AI questiona plano UE-UA para ajudar refugiados na Líbia
3 de dezembro de 2017A cimeira entre a União Europeia (UE) e União Africana (UA), na semana passada, terminou com um plano para repatriar os refugiados dos países em desenvolvimento retidos na Líbia em condições desumanas. "São ótimas notícias”, disse Cecile Pouilly, porta-voz da Agência das Nações Unidas para os Refugiados (ACNUR). Acima de tudo, a porta-voz está satisfeita com o facto de a comunidade internacional estar finalmente focada na questão dos deslocados na Líbia.
Quando a cadeia de televisão norte-americana CNN divulgou imagens de refugiados vendidos como escravos na Líbia, aumentou a pressão sobre a UE e a UA para encontrar uma solução no encontro em Abidjan, na Costa do Marfim. Mas as denúncias de condições precárias e violações dos direitos humanos nos campos de refugiados não são novidade.
"A Amnistia Internacional tem estado a documentar a situação dos migrantes e refugiados na Líbia há anos”, diz Franziska Vilmar, especialista em direito e políticas de asilo na Amnistia Internacional na Alemanha. Sobre a violência contra os deslocados nestes campos, a investigadora afirma que "é positivo o facto de o público e os governos estarem finalmente a prestar atenção à forma como vivem as pessoas nos campos”.
"Praticamente impossível”
Franziska Vilmar não acredita que o plano anunciado pela EU e a UA possa ser implementado no seu formato atual. Ainda não se sabe ao certo quantas pessoas estão retidas nos campos de refugiados. As estimativas variam entre as 400 mil e mais de 1 milhão de pessoas.
Algumas pessoas já estão a ser repatriadas, embora em pequena escala. O ACNUR e a Organização Internacional para as Migrações já estão a pôr em prática medidas de relocalização e o primeiro-ministro líbio, Fayez al-Sarraj, garantiu que as duas organizações terão acesso aos campos de refugiados. No entanto, Franziska Vilmar diz que o plano é "irrealista, porque o Governo não controla todos os campos”. Muitas das instalações estão nas mãos de milícias, "o que significa que é praticamente impossível tirar toda a gente de lá”.

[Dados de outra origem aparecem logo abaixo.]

PR #858, opened 2017-02-10
Blob image renderer

nical:
Here is a simple integration of a VectorImageRenderer abstraction that can be implemented to render vector graphics to an image.

The main ideas are that:
 - The interface should be implementable outside of WebRender in order for gecko to put in there things that WebRender cannot handle yet.
 - The result should be transparently usable as a regular image.
 - The intent is for the renderer to use the same thread pool as the glyph cache (an implementation detail of the vector renderer thanks to PR #855)
 - The interface should be extended to support some sort of sparse/tiled output for very large scrollable vector images.

The wr_sample implements a dummy vector renderer that always outputs a checkerboard pattern. You can have a look and see how it works.

Implementation-wise, vector images are treated like raw images, except that when an image is requested, if it is a vector image the resource cache asks the renderer to paint it asynchronously, and waits for the result at the end of the frame, just before inserting it into the texture cache. I am pretty happy with how simple it turns out (but I guess it will become a lot trickier with zoom support), it took me a few attempts, the first few implementations were a lot more complicated.

The VectorImageRenderer interface needs a bit of work. The request expects a certain size, which will probably not play well with the scaling factor that we should apply when zooming. It also passes an ImageDescriptor but it's not obvious to me whether we want to support anything other than RGBA8 (and maybe A8 for masks) and the stride member is also awkward.
I'm not sure what's best between VectorImageData being a ```Vec<u8>``` or a pointer-sized opaque handle like ExternalEvent (in which case we'd need to figure out who gets to delete the thing).

Feedback very welcome @kvark @glennw @jrmuizel @JerryShih

---
This change is [Reviewable](https://reviewable.io/reviews/servo/webrender/858)

### DIFF
--- a/webrender/src/resource_cache.rs
+++ b/webrender/src/resource_cache.rs
@@ -24,6 +24,7 @@ use webrender_traits::{Epoch, FontKey, GlyphKey, ImageKey, ImageFormat, ImageRen
 use webrender_traits::{FontRenderMode, ImageData, GlyphDimensions, WebGLContextId};
 use webrender_traits::{DevicePoint, DeviceIntSize, ImageDescriptor, ColorF};
 use webrender_traits::{ExternalImageId, GlyphOptions, GlyphInstance};
+use webrender_traits::{BlobImageRenderer, BlobImageDescriptor, BlobImageError};
 use threadpool::ThreadPool;
 use euclid::Point2D;
 
@@ -209,11 +210,15 @@ pub struct ResourceCache {
     glyph_cache_tx: Sender<GlyphCacheMsg>,
     glyph_cache_result_queue: Receiver<GlyphCacheResultMsg>,
     pending_external_image_update_list: ExternalImageUpdateList,
+
+    blob_image_renderer: Option<Box<BlobImageRenderer>>,
+    blob_image_requests: HashSet<ImageRequest>,
 }
 
 impl ResourceCache {
     pub fn new(texture_cache: TextureCache,
                workers: Arc<Mutex<ThreadPool>>,
+               blob_image_renderer: Option<Box<BlobImageRenderer>>,
                enable_aa: bool) -> ResourceCache {
         let (glyph_cache_tx, glyph_cache_result_queue) = spawn_glyph_cache_thread(workers);
 
@@ -232,6 +237,9 @@ impl ResourceCache {
             glyph_cache_tx: glyph_cache_tx,
             glyph_cache_result_queue: glyph_cache_result_queue,
             pending_external_image_update_list: ExternalImageUpdateList::new(),
+
+            blob_image_renderer: blob_image_renderer,
+            blob_image_requests: HashSet::new(),
         }
     }
 
@@ -321,14 +329,38 @@ impl ResourceCache {
         webgl_texture.size = size;
     }
 
-    pub fn request_image(&mut self,
-                         key: ImageKey,
-                         rendering: ImageRendering) {
+    pub fn request_image(&mut self, key: ImageKey, rendering: ImageRendering) {
         debug_assert!(self.state == State::AddResources);
-        self.pending_image_requests.push(ImageRequest {
+        let request = ImageRequest {
             key: key,
             rendering: rendering,
-        });
+        };
+
+        let template = self.image_templates.get(&key).unwrap();
+        if let ImageData::Vector(ref data) = template.data {
+            if let Some(ref mut renderer) = self.blob_image_renderer {
+                let same_epoch = match self.cached_images.resources.get(&request) {
+                    Some(entry) => entry.epoch == template.epoch,
+                    None => false,
+                };
+
+                if !same_epoch && self.blob_image_requests.insert(request) {
+                    renderer.request_blob_image(
+                        key,
+                        data.clone(),
+                        &BlobImageDescriptor {
+                            width: template.descriptor.width,
+                            height: template.descriptor.height,
+                            format: template.descriptor.format,
+                            // TODO(nical): figure out the scale factor (should change with zoom).
+                            scale_factor: 1.0,
+                        },
+                    );
+                }
+            }
+        } else {
+            self.pending_image_requests.push(request);
+        }
     }
 
     pub fn request_glyphs(&mut self,
@@ -453,7 +485,7 @@ impl ResourceCache {
         let external_id = match image_template.data {
             ImageData::ExternalHandle(id) => Some(id),
             // raw and externalBuffer are all use resource_cache.
-            ImageData::Raw(..) | ImageData::ExternalBuffer(..) => None,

A porta-voz do ACNUR confirma esta informação. "Há campos a que não temos acesso porque estão nas mãos de grupos criminosos”, diz Cecile Pouilly. Mas há já algum tempo que a agência da ONU que fazer mais para ajudar estas pessoas, pelo que a porta-voz saúda o apoio da comunidade internacional: "Precisamos de muito apoio político, caso contrário, as organizações humanitárias não terão qualquer poder”.

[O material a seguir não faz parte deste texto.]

PR #860, opened 2017-02-10
Use color_type instead of wrongly assuming RGB8

jrmuizel:
This change is [Reviewable](https://reviewable.io/reviews/servo/webrender/860)


kvark:
Thanks!
@bors-servo r+

PR #867, opened 2017-02-11
Use glBlend for certain mix-blend-mode types

rlhunt:
Certain mix-blend-mode types can be implemented with glBlend. This adds an AlphaRenderItem for a composite operation that doesn't need readback or processing in the shader, but instead uses glBlend. And then certain mix-blend-modes are expressed in this AlphaRenderItem.

---
This change is [Reviewable](https://reviewable.io/reviews/servo/webrender/867)

### DIFF
--- a/webrender/res/ps_hardware_composite.fs.glsl
+++ b/webrender/res/ps_hardware_composite.fs.glsl
@@ -1,0 +1,7 @@
+/* This Source Code Form is subject to the terms of the Mozilla Public
+ * License, v. 2.0. If a copy of the MPL was not distributed with this
+ * file, You can obtain one at http://mozilla.org/MPL/2.0/. */
+
+void main(void) {
+    oFragColor = texture(sCache, vUv);
+}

Recentemente, numa declaração à imprensa, a Organização Internacional para as Migrações anunciou que 15 mil refugiados serão repatriados até ao fim do ano, com a União Europeia a financiar os custos dos voos. Mas os passageiros não irão obrigatoriamente para os países de origem. Muitos dos refugiados vão ser enviados para dois países vizinhos da Líbia, o Chade e o Níger, onde as condições de vida são também instáveis. Dali, os migrantes deverão ser redistribuídos por países da União Europeia.
União Europeia foge às responsabilidades
Vilmar duvida que os estados-membros que até agora se recusaram a acolher deslocados abram agora as portas: "O plano de repatriamento fala nesta questão, mas não de forma a que a União Europeia assuma a sua responsabilidade para com os refugiados”, diz a investigadora da Amnistia.
Para Franziska Vilmar, a UE está a esquivar-se às responsabilidades pelas suas próprias políticas ao cooperar com países como a Líbia, que não oferecem proteção adequada ou requerimentos de asilo aos deslocados.
A investigadora acusa a União Europeia de ignorar há muito tempo - e de forma deliberada - os acontecimentos na Líbia e de passividade perante as condições desumanas nos campos de refugiados.
"Há meses que a UE tem vindo a treinar e a financiar a guarda costeira líbia, cujo envolvimento no tráfico de pessoas é uma questão obscura. A guarda costeira resgata pessoas em perigo e leva-as de volta para os campos, onde enfrentam ameaças de tortura, violação e abusos”, sublinha.
Além da Amnistia, também os Médicos Sem Fronteiras criticam os líderes europeus pelas mesmas razões. Fechando as fronteiras da Europa, diz Vilmar, a União Europeia está a forças as pessoas deslocadas a procurar outras rotas para chegar ao bloco, com conseuências cada vez mais desumanas. "Na Líbia, a cooperação entre a guarda costeira e os traficantes de pessoas é um negócio em crescimento que irá correr ainda melhor quando a União Europeia se isolar”, considera a investigadora da Amnistia. "Não acho que os repatriamentos vão mudar isso”.